Every record below, from first to last: print it exactly as shown.

**SOURCE DATA:**

------------------------------------

PR #1334, opened 2024-06-06
Fix issue where TraverseSerial() would eagerly start EitherAsync tasks

Liversage:
The TraverseSerial() method no longer prematurely starts EitherAsync tasks in a lazy Seq when preallocating an array for the result.


louthy:
@Liversage  This is now live.  Thanks for the contribution!  👍

Liversage:
> @Liversage This is now live. Thanks for the contribution! 👍

Thanks for creating this library!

------------------------------------

**SOLVED EXERCISE:**
PR #1334, opened 2024-06-06
Fix issue where TraverseSerial() would eagerly start EitherAsync tasks

Liversage:
The TraverseSerial() method no longer prematurely starts EitherAsync tasks in a lazy Seq when preallocating an array for the result.


louthy:
@Liversage  This is now live.  Thanks for the contribution!  👍

Liversage:
> @Liversage This is now live. Thanks for the contribution! 👍

Thanks for creating this library!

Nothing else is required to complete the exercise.